#### Extracted records ####

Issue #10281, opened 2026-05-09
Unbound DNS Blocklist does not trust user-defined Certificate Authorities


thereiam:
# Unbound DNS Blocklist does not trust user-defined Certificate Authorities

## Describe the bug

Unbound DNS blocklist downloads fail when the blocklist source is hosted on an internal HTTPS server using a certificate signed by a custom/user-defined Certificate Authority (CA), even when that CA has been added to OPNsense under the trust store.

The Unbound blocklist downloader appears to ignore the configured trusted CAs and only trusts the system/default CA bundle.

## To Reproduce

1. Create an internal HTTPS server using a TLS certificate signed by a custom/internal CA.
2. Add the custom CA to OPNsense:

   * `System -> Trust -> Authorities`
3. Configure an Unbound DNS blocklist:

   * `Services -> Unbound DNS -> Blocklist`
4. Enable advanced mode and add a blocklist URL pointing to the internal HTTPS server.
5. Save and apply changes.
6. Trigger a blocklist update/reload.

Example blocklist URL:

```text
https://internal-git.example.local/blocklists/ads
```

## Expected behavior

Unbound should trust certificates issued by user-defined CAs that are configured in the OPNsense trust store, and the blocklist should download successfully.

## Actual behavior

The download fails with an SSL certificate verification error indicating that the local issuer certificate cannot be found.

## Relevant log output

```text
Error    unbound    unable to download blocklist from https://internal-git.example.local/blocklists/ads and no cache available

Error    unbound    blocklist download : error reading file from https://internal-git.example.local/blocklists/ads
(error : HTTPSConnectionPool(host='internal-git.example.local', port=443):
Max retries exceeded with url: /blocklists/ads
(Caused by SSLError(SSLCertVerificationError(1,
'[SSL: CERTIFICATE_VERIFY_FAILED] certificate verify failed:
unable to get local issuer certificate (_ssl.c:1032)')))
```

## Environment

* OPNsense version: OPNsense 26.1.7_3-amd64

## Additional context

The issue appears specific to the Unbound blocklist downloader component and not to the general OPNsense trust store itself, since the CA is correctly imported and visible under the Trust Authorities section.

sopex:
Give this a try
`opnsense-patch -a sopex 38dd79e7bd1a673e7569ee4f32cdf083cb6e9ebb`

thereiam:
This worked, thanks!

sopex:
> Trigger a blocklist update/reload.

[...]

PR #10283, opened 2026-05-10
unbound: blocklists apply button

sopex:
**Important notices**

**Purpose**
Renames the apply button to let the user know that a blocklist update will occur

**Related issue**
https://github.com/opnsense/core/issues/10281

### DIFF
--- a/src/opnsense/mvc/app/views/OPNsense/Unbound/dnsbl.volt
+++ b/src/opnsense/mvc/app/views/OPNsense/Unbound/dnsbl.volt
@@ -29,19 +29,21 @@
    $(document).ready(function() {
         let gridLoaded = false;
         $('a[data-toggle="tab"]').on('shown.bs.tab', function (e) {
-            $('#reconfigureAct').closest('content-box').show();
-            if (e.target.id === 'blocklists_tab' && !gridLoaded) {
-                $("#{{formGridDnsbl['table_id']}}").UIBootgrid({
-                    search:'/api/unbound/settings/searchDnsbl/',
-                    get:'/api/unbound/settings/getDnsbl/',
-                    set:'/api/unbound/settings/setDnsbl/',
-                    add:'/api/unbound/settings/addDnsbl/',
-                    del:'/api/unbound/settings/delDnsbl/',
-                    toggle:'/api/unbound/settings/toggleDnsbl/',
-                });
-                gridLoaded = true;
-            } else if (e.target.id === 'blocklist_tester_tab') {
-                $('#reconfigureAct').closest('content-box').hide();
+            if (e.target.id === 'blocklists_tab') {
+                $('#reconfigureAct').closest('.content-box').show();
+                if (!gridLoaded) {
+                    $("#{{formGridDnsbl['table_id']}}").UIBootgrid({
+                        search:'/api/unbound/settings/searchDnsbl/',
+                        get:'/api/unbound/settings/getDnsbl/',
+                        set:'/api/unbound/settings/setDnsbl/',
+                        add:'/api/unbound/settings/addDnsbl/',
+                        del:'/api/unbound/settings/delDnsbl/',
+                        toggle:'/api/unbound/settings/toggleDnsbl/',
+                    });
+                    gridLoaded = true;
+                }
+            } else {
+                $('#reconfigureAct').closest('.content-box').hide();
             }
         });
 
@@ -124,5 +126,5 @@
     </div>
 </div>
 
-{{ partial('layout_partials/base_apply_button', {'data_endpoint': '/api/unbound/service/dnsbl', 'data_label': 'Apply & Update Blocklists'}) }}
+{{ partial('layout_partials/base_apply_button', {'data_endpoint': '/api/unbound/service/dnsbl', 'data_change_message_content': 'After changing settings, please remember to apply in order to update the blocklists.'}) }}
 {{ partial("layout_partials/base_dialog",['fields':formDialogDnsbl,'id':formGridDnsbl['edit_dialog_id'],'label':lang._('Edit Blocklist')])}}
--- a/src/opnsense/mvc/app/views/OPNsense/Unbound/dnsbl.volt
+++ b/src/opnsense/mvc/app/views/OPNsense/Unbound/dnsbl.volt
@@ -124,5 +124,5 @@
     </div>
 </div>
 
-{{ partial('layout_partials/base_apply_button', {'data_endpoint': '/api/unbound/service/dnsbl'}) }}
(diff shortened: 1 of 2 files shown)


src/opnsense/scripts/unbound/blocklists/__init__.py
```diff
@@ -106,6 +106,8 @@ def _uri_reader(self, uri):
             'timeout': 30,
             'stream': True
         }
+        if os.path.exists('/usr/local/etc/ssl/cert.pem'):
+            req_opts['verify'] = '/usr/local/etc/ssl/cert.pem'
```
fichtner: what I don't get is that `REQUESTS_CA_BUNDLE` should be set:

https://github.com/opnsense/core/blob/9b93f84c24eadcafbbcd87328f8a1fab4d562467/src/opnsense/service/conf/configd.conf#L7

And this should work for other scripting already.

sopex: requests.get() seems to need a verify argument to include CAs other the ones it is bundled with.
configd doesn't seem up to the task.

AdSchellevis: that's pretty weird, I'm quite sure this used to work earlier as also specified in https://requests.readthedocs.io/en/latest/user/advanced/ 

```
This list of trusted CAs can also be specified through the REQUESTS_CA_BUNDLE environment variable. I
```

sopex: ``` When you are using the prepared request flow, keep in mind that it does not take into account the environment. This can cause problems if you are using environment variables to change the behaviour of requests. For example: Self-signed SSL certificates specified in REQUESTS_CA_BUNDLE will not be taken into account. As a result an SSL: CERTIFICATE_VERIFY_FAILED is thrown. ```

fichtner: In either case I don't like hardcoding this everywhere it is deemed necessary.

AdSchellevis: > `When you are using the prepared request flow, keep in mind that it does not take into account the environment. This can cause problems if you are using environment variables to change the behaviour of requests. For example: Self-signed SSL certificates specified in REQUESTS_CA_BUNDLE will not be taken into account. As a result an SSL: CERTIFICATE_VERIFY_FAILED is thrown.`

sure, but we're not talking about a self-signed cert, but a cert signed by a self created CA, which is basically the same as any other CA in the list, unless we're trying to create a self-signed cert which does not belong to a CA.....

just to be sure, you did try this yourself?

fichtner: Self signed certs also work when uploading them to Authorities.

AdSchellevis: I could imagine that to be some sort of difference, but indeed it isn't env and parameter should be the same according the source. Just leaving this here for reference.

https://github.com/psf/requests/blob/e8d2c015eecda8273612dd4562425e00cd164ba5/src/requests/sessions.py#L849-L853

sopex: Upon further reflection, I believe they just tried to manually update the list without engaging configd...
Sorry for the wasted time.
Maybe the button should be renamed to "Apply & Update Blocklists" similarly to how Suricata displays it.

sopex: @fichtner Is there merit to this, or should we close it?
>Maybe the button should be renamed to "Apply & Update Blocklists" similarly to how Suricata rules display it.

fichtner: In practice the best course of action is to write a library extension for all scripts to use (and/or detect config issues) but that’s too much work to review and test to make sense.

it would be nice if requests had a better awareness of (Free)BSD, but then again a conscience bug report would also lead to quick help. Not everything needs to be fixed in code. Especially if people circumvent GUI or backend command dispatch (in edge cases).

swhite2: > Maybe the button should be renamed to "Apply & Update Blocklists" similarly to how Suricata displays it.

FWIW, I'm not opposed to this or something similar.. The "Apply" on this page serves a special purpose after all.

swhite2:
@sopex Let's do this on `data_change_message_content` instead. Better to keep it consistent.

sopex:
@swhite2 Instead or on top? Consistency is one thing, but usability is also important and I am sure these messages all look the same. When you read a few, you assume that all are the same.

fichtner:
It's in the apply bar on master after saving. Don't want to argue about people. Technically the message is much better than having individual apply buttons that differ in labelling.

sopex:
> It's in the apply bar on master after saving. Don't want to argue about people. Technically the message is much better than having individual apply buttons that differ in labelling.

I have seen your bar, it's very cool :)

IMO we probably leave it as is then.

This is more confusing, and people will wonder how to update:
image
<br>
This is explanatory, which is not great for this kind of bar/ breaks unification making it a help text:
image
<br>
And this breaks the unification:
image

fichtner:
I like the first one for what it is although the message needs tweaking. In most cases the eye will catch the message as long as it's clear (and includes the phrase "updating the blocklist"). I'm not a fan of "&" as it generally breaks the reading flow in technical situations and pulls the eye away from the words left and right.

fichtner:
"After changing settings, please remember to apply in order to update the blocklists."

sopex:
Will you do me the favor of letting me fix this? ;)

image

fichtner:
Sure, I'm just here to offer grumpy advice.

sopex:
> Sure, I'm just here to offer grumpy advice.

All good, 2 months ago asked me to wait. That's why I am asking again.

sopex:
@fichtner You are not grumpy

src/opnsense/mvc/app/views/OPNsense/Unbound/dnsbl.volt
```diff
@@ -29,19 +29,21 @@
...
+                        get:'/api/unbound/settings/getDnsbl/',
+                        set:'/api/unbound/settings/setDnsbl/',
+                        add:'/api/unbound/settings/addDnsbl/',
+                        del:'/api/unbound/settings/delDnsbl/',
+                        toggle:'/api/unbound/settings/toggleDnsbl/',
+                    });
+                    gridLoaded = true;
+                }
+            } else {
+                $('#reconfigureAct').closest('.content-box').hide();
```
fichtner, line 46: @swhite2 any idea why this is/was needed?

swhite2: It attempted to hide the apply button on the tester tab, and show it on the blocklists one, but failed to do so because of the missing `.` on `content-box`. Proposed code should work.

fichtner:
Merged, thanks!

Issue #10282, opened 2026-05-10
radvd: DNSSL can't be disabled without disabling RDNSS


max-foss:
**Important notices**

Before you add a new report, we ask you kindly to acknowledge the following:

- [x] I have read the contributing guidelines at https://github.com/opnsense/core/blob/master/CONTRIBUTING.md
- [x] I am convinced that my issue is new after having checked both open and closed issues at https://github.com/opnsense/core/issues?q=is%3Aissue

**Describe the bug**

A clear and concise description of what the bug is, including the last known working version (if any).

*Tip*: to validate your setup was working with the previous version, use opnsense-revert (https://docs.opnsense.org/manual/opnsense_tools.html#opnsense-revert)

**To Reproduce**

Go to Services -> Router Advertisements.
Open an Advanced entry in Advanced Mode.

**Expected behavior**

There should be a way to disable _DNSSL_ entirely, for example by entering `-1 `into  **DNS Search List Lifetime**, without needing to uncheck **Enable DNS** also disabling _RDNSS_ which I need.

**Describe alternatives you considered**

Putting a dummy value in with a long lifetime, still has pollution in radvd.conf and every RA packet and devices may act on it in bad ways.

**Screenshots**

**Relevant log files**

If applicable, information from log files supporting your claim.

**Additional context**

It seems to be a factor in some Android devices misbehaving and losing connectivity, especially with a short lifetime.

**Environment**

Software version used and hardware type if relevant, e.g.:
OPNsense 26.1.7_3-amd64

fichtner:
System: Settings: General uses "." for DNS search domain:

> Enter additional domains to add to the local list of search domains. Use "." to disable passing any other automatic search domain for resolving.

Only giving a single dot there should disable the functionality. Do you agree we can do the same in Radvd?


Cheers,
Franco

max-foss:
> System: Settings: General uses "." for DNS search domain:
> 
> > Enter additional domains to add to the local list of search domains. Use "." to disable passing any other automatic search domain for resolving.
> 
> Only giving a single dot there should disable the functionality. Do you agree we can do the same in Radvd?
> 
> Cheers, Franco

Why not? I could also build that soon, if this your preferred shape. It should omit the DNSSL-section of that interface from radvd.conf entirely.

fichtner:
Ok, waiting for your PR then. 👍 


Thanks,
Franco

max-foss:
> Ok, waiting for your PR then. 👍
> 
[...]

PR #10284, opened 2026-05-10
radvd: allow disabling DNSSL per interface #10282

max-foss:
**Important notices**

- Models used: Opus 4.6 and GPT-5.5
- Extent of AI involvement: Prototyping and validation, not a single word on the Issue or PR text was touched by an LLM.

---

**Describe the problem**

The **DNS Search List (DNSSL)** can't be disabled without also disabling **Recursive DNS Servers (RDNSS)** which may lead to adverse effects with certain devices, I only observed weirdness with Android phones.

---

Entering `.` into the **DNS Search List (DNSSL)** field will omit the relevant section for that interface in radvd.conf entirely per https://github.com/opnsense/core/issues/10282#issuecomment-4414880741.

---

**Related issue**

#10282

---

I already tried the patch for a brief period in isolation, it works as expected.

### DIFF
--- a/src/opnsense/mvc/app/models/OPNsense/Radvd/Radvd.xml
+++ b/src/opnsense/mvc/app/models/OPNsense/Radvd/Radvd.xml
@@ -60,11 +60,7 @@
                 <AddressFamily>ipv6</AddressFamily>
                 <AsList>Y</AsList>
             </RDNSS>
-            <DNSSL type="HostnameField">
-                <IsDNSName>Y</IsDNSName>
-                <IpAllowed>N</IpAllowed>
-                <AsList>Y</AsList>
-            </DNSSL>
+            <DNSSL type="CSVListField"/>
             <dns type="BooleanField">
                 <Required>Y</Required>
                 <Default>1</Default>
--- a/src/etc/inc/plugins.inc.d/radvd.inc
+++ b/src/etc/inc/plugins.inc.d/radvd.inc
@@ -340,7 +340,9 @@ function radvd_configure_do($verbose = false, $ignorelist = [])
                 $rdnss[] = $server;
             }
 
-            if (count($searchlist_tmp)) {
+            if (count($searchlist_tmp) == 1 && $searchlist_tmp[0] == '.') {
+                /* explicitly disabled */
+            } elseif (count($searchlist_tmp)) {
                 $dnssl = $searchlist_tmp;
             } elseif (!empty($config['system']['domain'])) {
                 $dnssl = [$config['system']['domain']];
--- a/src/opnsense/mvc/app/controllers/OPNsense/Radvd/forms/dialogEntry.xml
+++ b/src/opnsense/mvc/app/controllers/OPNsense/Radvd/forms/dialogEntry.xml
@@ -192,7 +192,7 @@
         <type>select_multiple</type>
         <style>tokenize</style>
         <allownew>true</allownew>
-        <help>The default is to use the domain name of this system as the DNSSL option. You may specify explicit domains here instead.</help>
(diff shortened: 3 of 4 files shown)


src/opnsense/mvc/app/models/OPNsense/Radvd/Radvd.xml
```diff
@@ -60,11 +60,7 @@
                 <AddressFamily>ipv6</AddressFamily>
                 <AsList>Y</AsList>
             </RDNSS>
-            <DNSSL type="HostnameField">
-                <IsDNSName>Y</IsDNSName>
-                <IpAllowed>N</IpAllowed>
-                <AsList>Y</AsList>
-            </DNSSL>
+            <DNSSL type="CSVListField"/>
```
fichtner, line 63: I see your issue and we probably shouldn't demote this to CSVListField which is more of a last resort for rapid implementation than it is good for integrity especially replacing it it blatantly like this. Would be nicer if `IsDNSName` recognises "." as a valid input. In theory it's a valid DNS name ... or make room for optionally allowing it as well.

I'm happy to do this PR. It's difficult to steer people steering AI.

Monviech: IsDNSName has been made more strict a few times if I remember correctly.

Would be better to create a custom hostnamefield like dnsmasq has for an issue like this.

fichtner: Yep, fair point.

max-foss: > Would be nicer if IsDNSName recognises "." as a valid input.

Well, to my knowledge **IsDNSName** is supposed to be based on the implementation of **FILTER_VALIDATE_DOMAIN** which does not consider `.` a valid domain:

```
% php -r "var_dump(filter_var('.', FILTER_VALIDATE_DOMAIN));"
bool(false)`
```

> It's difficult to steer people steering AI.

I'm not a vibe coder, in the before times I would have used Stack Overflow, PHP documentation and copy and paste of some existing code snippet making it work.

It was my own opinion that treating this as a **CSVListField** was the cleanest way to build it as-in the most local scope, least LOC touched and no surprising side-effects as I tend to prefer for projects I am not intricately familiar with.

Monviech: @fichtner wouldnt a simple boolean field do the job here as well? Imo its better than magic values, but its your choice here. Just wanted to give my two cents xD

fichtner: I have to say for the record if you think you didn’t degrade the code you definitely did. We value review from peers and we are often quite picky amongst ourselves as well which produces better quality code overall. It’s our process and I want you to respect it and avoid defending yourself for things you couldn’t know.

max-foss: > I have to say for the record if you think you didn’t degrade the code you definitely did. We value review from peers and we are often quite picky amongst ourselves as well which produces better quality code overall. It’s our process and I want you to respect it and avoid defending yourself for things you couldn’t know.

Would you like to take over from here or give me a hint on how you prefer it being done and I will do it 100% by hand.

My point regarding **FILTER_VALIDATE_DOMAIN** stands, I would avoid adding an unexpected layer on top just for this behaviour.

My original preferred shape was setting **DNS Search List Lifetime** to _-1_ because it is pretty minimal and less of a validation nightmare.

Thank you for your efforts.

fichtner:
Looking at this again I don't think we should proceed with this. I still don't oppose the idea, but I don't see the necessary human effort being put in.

####

> _To do_: Across the material, how many lines contain the word "argue"? Only the number is wanted.

> _Reply to the exercise_: 2